[Recorded data — start]

PR #709, opened 2018-07-31
Parallelise tests 4x since we run on c3/m3/r3.xlarge with 4 vCPU

nthomas-mozilla:
Testing to see if this really is quicker than 10-14 minutes with -n2.

### DIFF
--- a/tox.ini
+++ b/tox.ini
@@ -11,7 +11,7 @@ deps = -rrequirements-test.txt
 
 commands=
     flake8 auslib scripts uwsgi
-    py.test -n2 --cov=auslib --doctest-modules {posargs:auslib}
+    py.test -n4 --cov=auslib --doctest-modules {posargs:auslib}
     coverage run -a scripts/test-rules.py
 
 [testenv:py27]


nthomas-mozilla:
Some rough numbers - on taskcluster it saves ~100s in tox, starting from ~450s, in a total job time of 600-900s. Lots of instances pull a bunch of Debian updates in, and there's some variation depending on the instance family too, so it's no slam dunk.  Locally it drops the tox time from ~520s to ~385s. So probably worth taking.

tox.ini
```diff
@@ -11,7 +11,7 @@ deps = -rrequirements-test.txt
 
 commands=
     flake8 auslib scripts uwsgi
-    py.test -n2 --cov=auslib --doctest-modules {posargs:auslib}
+    py.test -n4 --cov=auslib --doctest-modules {posargs:auslib}
```
allan-silva: There are an option to auto detect the number of cores, can be useful for this case:
https://github.com/pytest-dev/pytest-xdist#speed-up-test-runs-by-sending-tests-to-multiple-cpus

mozbhearsum: It looks like all of the possible instances that these jobs can run on have 4 vCPUs, so `-nauto` would be functionally equivalent. I have a vague memory of -n2 being better (even with 4 CPUs) when we first parallelized, but that could've been on different machinery or something....it's clearly not the case now.

I don't feel strongly about this, I'll leave it up to you, @nthomas-mozilla

nthomas-mozilla: `-nauto` sounds great for automation, but possibly painful for local development if it makes your machine crawl while you wait for tests to run.

And I noticed that I started to get these warnings with -n4:
auslib/test/web/test_client.py::ClientTest::testUnknownQueryStringParametersAreAllowedV4
  hypothesis_temporary_module_3723fa5305bedc3db726bc8b02b3bb0a606e0fbf:1069: HypothesisDeprecationWarning: Test took 248.11ms to run. In future the default deadline setting will be 200ms, which will make this an error. You can set deadline to an explicit value of e.g. 300 to turn tests slower than this into an error, or you can set it to None to disable this check entirely.

So I'm going to close this in favour of [bug 1339532](https://bugzilla.mozilla.org/show_bug.cgi?id=1339532).

PR #735, opened 2018-08-08
bug 1481317: Don't allow beta tags for 5.0+ versions.

mozbhearsum:
This hasn't been tested well enough yet, but it seems to work.


nthomas-mozilla:
f+, although I'd need to go check everywhere we use MozillaVersion to see what it'd expect/allow.

mozbhearsum:
I did some additional testing/reading, and I think this is good. We use MozillaVersion in a few places:
* forms.py (which is dead code AFAICT)
* apprelease.py - for ensuring we don't serve updates older than the incoming version + a few special cases in ReleaseBlobV1
* the "version" jsonschema validator (which I verified is working fine for both normal rules and scheduled changes
* comparison.py - I did some ad-hoc testing around this and everything seems good (no surprise - we're using the same regex groups as the other classes).

PR #761, opened 2018-08-25
Bug 1461406: Show aliases for scheduled changes to rules.

collin5:
Resolves https://bugzilla.mozilla.org/show_bug.cgi?id=1461406


nthomas-mozilla:
That test failure is fallout from #375 and the newly added Python 3.6 tests, and not to do with your patch.

collin5:
Oh! makes sense now. Thank you

collin5:
@mozbhearsum Feel free to take another look at this. Thanks!

PR #792, opened 2018-09-05
Disable response validation for the admin app.

mozbhearsum:
Rail discovered that after https://bugzilla.mozilla.org/show_bug.cgi?id=1481317 landed, the Rule Scheduled Changes page was returning 500s like:
```
{
  "detail": "u'<56.0b8' is not a 'version'\n\nFailed validating 'format' in schema['allOf'][1]['properties']['scheduled_changes']['items']['allOf'][1]['allOf'][4]['properties']['version']:\n    {'description': 'The version requirements that the client must meet in order for the rule to match. Exact matches, comma separated lists (eg: \"36.0,36.0.1\") and comparisons (eg: \"<45.0\") are allowed.\\n',\n     'example': '36.0',\n     'format': 'version',\n     'maxLength': 75,\n     'minLength': 0,\n     'type': ['string', 'null']}\n\nOn instance['scheduled_changes'][233]['version']:\n    u'<56.0b8'",
  "status": 500,
  "title": "Response body does not conform to specification",
  "type": "about:blank"
}
```

This is because we're loading Scheduled Changes history that includes versions with beta numbers in them, and we have response validation enabled on the admin app.

This is definitely the quick fix, and possibly the correct one - I don't think response validation can be disabled for specific endpoints...

### DIFF
--- a/auslib/web/admin/base.py
+++ b/auslib/web/admin/base.py
@@ -32,7 +32,7 @@ validator_map = {
 }
 
 connexion_app = connexion.App(__name__, validator_map=validator_map, debug=False)
-connexion_app.add_api(spec, validate_responses=True, strict_validation=True)
+connexion_app.add_api(spec, strict_validation=True)
 app = connexion_app.app
 sentry = Sentry()
 


allan-silva:
@mozbhearsum, this is not only the ResponseValidator, this is about field format validation. Take a look at the demonstration code bellow:

Here is the current version validator:
```
      version:
        description: >
          The version requirements ...
        type: ["string", "null"]
        format: version   ###
        minLength: 0
        maxLength: 75
        example: '36.0'
```
https://github.com/allan-silva/balrog/blob/847ceefd3feb030f16727136136ce56540ddbef4/auslib/util/jsonschema_validators.py#L34 :
```
@jsonschema.draft4_format_checker.checks(format="version", raises=jsonschema.ValidationError)
def version_validator(field_value):
             ... 
            version = MozillaVersion(operand)
             ...
    return True
```

___
For cases where it necessary support all versions format, other format can be specified:
https://github.com/allan-silva/balrog/blob/847ceefd3feb030f16727136136ce56540ddbef4/auslib/util/jsonschema_validators.py#L65 :

```
@jsonschema.draft4_format_checker.checks(format="mozillaAllVersions", raises=jsonschema.ValidationError)
def mozilla_all_versions(field_value):
        ...
            try:
                version = PostModernMozillaVersion(operand)
                continue
            except ValueError:
                pass
            try:
                version = ModernMozillaVersion(operand)
                continue
            except ValueError:
                pass
            version = AncientMozillaVersion(operand)
        ...
    return True
```

Then changing the format in yaml:
```
      version:
        description: >
          The version requirements ...
        type: ["string", "null"]
        format: mozillaAllVersions    ###
        minLength: 0
        maxLength: 75
        example: '36.0'
```

mozbhearsum:
I think the tricky part there is that we'd need separate version definitions for requests vs responses (whereas right now version is defined in RulesBase, and used for both).

There's no technical reason we couldn't split them, but there may not be value. I still think I'd like to disable Response validation if for no other reason than preventing future issues like this where we change the format of something, but still have data in the old format in the database, and it causes an error.

nthomas-mozilla:
I took a quick look at having different formats for POST/PUT vs GET and it is a bit fiddly with the current schema. Probably could be done if there's enough motivation.

What's the down side of disabling validation on responses ? That we could regress the response format without realizing it ? I see that's the default for connexion.

mozbhearsum:
Yeah, I think that's the basic risk. That's lessened by the fact that we have tests for the APIs (although I don't think there's tests whose primary purpose is adherence to a response format).

PR #798, opened 2018-09-13
bug_1447315 - Fix warnings

allan-silva:
Big part of the warnings from https://taskcluster-artifacts.net/BW9QlMpERfC91iaIEvimmg/0/public/logs/live_backing.log, was fixed in #621.

### DIFF
--- a/auslib/test/admin/views/test_releases.py
+++ b/auslib/test/admin/views/test_releases.py
@@ -948,7 +948,7 @@ class TestReleasesAPI_JSON(ViewTest):
                 "hashValue": "abc",
             }
         }
-        self.assertEquals(got, expected)
+        self.assertEqual(got, expected)
         self.assertEqual(ret.headers['X-Data-Version'], '1')
 
     def testLocalePutNotAllowed(self):
@@ -1040,12 +1040,12 @@ class TestReleasesAPI_JSON(ViewTest):
 }
 """))
 
-        self.assertEquals(ret.status_code, 201, "Status Code: %d, Data: %s" % (ret.status_code, ret.get_data()))
+        self.assertEqual(ret.status_code, 201, "Status Code: %d, Data: %s" % (ret.status_code, ret.get_data()))
         r = dbo.releases.t.select().where(dbo.releases.name == 'new_release').execute().fetchall()
-        self.assertEquals(len(r), 1)
-        self.assertEquals(r[0]['name'], 'new_release')
-        self.assertEquals(r[0]['product'], 'Firefox')
-        self.assertEquals(r[0]['data'], createBlob("""
+        self.assertEqual(len(r), 1)
+        self.assertEqual(r[0]['name'], 'new_release')
+        self.assertEqual(r[0]['product'], 'Firefox')
+        self.assertEqual(r[0]['data'], createBlob("""
 {
     "name": "new_release",
     "hashFunction": "sha512",
@@ -1113,12 +1113,12 @@ class TestReleasesAPI_JSON(ViewTest):
     "actions": "doit"
 }
 """))
-        self.assertEquals(ret.status_code, 200, "Status Code: %d, Data: %s" % (ret.status_code, ret.get_data()))
+        self.assertEqual(ret.status_code, 200, "Status Code: %d, Data: %s" % (ret.status_code, ret.get_data()))
         r = dbo.releases.t.select().where(dbo.releases.name == 'd').execute().fetchall()
-        self.assertEquals(len(r), 1)
-        self.assertEquals(r[0]['name'], 'd')
-        self.assertEquals(r[0]['product'], 'Firefox')
-        self.assertEquals(r[0]['data'], createBlob("""
+        self.assertEqual(len(r), 1)
+        self.assertEqual(r[0]['name'], 'd')
+        self.assertEqual(r[0]['product'], 'Firefox')
+        self.assertEqual(r[0]['data'], createBlob("""
 {
     "name": "d",
     "schema_version": 3,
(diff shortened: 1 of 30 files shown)


tox.ini
```diff
@@ -15,7 +15,7 @@ commands=
 basepython=python2.7
 deps = -rrequirements-test.txt
 commands=
-    py.test -n2 --cov=auslib --doctest-modules {posargs:auslib}
+	py.test -W default::DeprecationWarning -W default::PendingDeprecationWarning -n2 --cov=auslib --doctest-modules {posargs:auslib}
```
mozbhearsum: Can you adjust agent/ and client/ for this, too?

auslib/test/admin/views/test_releases.py
```diff
@@ -438,7 +438,7 @@ def testReleasePostRejectedURL(self):
     def testDeleteRelease(self):
         ret = self._delete("/releases/d", qs=dict(data_version=1))
         self.assertStatusCode(ret, 200)
-        ret = dbo.releases.t.count().where(dbo.releases.name == 'd').execute().first()[0]
+        ret = dbo.releases.count(where=[dbo.releases.name == 'd'])
```
mozbhearsum: I take it this change is to fix warnings such as:
`  /app/.tox/py27/lib/python2.7/site-packages/sqlalchemy/sql/expression.py:1783: SAWarning: The IN-predicate on "rules.rule_id" was invoked with an empty sequence. This results in a contradiction, which nonetheless can be expensive to evaluate.  Consider alternative strategies for improved performance.`

And I'm guessing that using plain `t.count()` is source of them?

allan-silva: This one is not deprecated anymore: https://docs.sqlalchemy.org/en/latest/changelog/migration_12.html?highlight=predicate#the-in-not-in-operator-s-empty-collection-behavior-is-now-configurable-default-expression-simplified

The count fix is about https://docs.sqlalchemy.org/en/rel_1_1/core/selectable.html?highlight=fromclause%20count#sqlalchemy.sql.expression.FromClause.count

tox.ini
allan-silva: Sure

allan-silva:
@mozbhearsum, in my first commit I completely forgot py3 task, the warnings were fixed for our code, but a bunch of warnings that come from sqlalchemy-migrate and other packages still printed in the warning summary: 

https://tools.taskcluster.net/groups/DZ8mS1Z6RRG2k7n8O8vkXQ/tasks/GXdavCVURAunRZJ_KQ5fQQ/runs/0/logs/public%2Flogs%2Flive.log#L3291

I do not touched in client test config, once it does not use py.test, also, I do not found an explicity option to enable deprecation warnings in nosetests. Let me know if you want to change test suite of cliente to py.test.

nthomas-mozilla:
I'll take over the review here. Planning to take a look first thing next week.

nthomas-mozilla:
The balrog changes all look good to me, there's just the py36 warnings from the deps to suppress if we can. It's somewhat confusing that py27 does not have this behaviour so it might have been a change in py36 itself. Probably we need to set up `filterwarnings` in the tox.ini to fix this up.

Of note is that pytest 3.8 has a [changelog entry](https://docs.pytest.org/en/latest/changelog.html#features)
`#2908: DeprecationWarning and PendingDeprecationWarning are now shown by default if no other warning filter is configured. This makes pytest more compliant with PEP-0506. See the docs for more info.`
so the tox.ini changes may no longer be necessary. Configuring `filterwarnings` replaces that, I think, based on [this pytest issue](https://github.com/pytest-dev/pytest/issues/4013). A fix for that has landed for 3.9 but currently unshipped. Perhaps there's a config that'll work both now and after that ships, which suppresses DeprecationWarning and PendingDeprecationWarning in general, but not for Balrog code.

nthomas-mozilla:
FYI, we just updated pytest from 3.7.3 to 3.82 today.

allan-silva:
@nthomas-mozilla, 
Until the next release of pytest, we need set filter for `DeprecationWarning` and `PendingDeprecationWarning` (https://github.com/pytest-dev/pytest/blob/features/changelog/4013.feature.rst).

The only way I found to hide warnings from other libs is using the regex filter:
`ignore:.*inspect.getargspec.* is deprecated.*`.

Here the test log, in which I forced a warning in balrog code:
py27 - https://tools.taskcluster.net/groups/bYoNawiNQD28zGpCgfGXXw/tasks/bYoNawiNQD28zGpCgfGXXw/runs/0/logs/public%2Flogs%2Flive.log

py36 - https://tools.taskcluster.net/groups/bYoNawiNQD28zGpCgfGXXw/tasks/QppSMfIrQFCeoabCw7WWpw/runs/0/logs/public%2Flogs%2Flive.log

tox.ini
```diff
@@ -33,3 +33,8 @@ ignore = E402
 [pytest]
 norecursedirs = .tox .git .hg sandbox build
 python_files = test_*.py
+filterwarnings =
+    default::DeprecationWarning
+    default::PendingDeprecationWarning
+    ignore:.*inspect.getargspec.* is deprecated.*
+    ignore:invalid escape sequence.*
```
nthomas-mozilla: @allan-silva sorry for the delay in getting back to this. We've taken the pytest 3.9 upgrade via pyup so it would be good to rerun the tests and make sure the filters are still set correctly. 

I also wondered if this approach might be helpful in ./tox.ini:
```
filterwarnings =
    ignore
    error:::auslib
    default::DeprecationWarning:auslib
    default::PendingDeprecationWarning:auslib
```
The idea is to ignore all warnings in deps, while in auslib warn about deprecations, and upgrade to error anything else. It would avoid suppressing the named errors in Balrog code, I think.

The other tox.ini would need equivalent changes too ?

allan-silva:
@nthomas-mozilla I updated the tox files to use `filterWarnings` as you suggested, actually, I had no much known the `filterWarnings` match rules.
It was necessary include `ignore::ImportWarning:auslib.db`, once the sql-alchemy-migrate module conflicts with `auslib/migrate` folder (other option is rename the folder). Also, your work on #833 is already applied here.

[Recorded data — finish]

§ **Assigned task**: Could you return exactly the lines above from the line with "this check entirely." to the line with "and scheduled changes", both included, and nothing else?

§ **Task output**:
  hypothesis_temporary_module_3723fa5305bedc3db726bc8b02b3bb0a606e0fbf:1069: HypothesisDeprecationWarning: Test took 248.11ms to run. In future the default deadline setting will be 200ms, which will make this an error. You can set deadline to an explicit value of e.g. 300 to turn tests slower than this into an error, or you can set it to None to disable this check entirely.

So I'm going to close this in favour of [bug 1339532](https://bugzilla.mozilla.org/show_bug.cgi?id=1339532).

PR #735, opened 2018-08-08
bug 1481317: Don't allow beta tags for 5.0+ versions.

mozbhearsum:
This hasn't been tested well enough yet, but it seems to work.


nthomas-mozilla:
f+, although I'd need to go check everywhere we use MozillaVersion to see what it'd expect/allow.

mozbhearsum:
I did some additional testing/reading, and I think this is good. We use MozillaVersion in a few places:
* forms.py (which is dead code AFAICT)
* apprelease.py - for ensuring we don't serve updates older than the incoming version + a few special cases in ReleaseBlobV1
* the "version" jsonschema validator (which I verified is working fine for both normal rules and scheduled changes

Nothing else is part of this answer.